Clair-Obscur fasziniert bei den Meisterkonzerten auf Schloss Albrechtsberg
Wenn ein Konzert mit dem Titel „Clair-Obscur“ überschrieben ist, klingt das zunächst geheimnisvoll. Im Falle des jüngsten Meisterkonzerts auf Schloss Albrechtsberg jedoch trifft das Wort „besonders“ den Charakter des Abends tatsächlich sehr viel besser. Denn Clair-Obscur meint hier nicht nur den Einsatz extremer Hell-Dunkel-Kontraste, sondern das gleichnamige Saxophonquartett, das an dem Abend vom ersten Ton an mit dynamischem Spiel und großem Einfallsreichtum begeistert.
Ausprobieren, um mit Klassikern der Kammer- und Orchestermusik den größtmöglichen Ausdruck zu erzielen, ist das Credo des sympathischen Ensembles, das vor 15 Jahren an der Hochschule für Musik „Hanns Eisler“ zusammenfand und seither die Zuhörer in der ganzen Welt von den Sitzen reißt. Ob Klaviermusik, Streichquartette oder Oper, kaum ein Genre scheint vor den Arrangements der vier sicher. Mit großem Feingefühl für ihre Instrumente gelingt es ihnen, sich selbst saxophonfremde Klangfarben anzueignen und stilvoll in den Gefilden anderer zu wildern.

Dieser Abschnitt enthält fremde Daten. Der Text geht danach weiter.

PR #1744, opened 2020-10-11
Takeaway Challenge - Dan

dan-holmes:


lib/menu.rb
```diff
@@ -0,0 +1,24 @@
...
+
+  def initialize(dishes = default_dishes)
+    @dishes = dishes
+  end
+
+  def default_dishes
+    dishes = []
+    dishes << Dish.new("Curry", 8)
+    dishes << Dish.new("Rice", 3)
+  end
```
kacesera, line 12: Could you load default dishes from a 'default' menu potentially? What would happen here if I wanted to add my own dishes into @dishes upon initialization?

lib/menu.rb
```diff
@@ -0,0 +1,24 @@
...
+
+  def print
+    puts "Menu:"
+    @dishes.each { |dish| print_dish(dish) }
+  end
```
kacesera, line 17: Can this be added to the printer class? I'm not entirely sure that it should, but given that all other 'print' methods are, it seems like this should be as well.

Auf Schloss Albrechtsberg entführen „Clair-Obscur“ nun auf eine vitale Wanderung quer durch verschiede Stile der Musikgeschichte, die so einige Überraschungen bereithält. In der Besetzung aus Sopran- (Jan Schulte-Bunert), Tenor- (Christoph Enzel), Alt- (Maike Krullmann) und Bariton-Saxophon (Kathi Wagner) fasziniert das Quartett zunächst mit Arrangements von Rossinis Suite aus „Der Barbier von Sevilla“ oder Mozarts Oboenquartett F-Dur. Diese Klassiker funkeln hier aber keineswegs im Dunklen, sondern erstrahlen mit neuen Facetten im Kronensaal. Im Handumdrehen verzaubern die vier das Publikum dabei mit erfrischenden Interpretationen sowie mit ihren charmanten Ansagen, die bisweilen die lockere Atmosphäre eines Jazzclubs aufflammen lassen.
Die virtuose Vitalität von „Clair-Obscur“ kulminiert mit Christian Biegais eigens für das Ensemble komponiertem „Quartet“ noch vor der Pause im Höhepunkt des Abends. Mit diesem Stück können die vier dem Spektrum ihrer Instrumente in brandenden Rhythmen freien Lauf lassen. Auch mit Philip Glass‘ Streichquartett Nr. 3 „Mishima“, das den repetitiven Stil der Minimal Music aufgreift, setzen sie starke Akzente, bevor es zum Abschluss mit dem „Karneval der Tiere“ von Camille Saint-Saëns humorvoll zur Sache geht. Die Imitation der Tiere überlassen die Musiker nicht allein den Instrumenten, sie verleihen ihnen auch mit Gesten Lebendigkeit. Spätestens jetzt darf das Publikum nicht nur applaudieren, sondern auch von Herzen lachen!
Für den ebenso herzlichen Schlussapplaus soll es freilich mit einer Zugabe belohnt werden, die nicht minder überraschend daherkommt: „Clair-Obscur“ offenbart im Finale mit Astor Piazzollas feurigem Tango „Oblivion“ denn doch noch eine verrucht geheimnisvolle Facette. Sehnsuchtsvoller könnte ein spritziger Abend wie dieser wohl kaum ausklingen.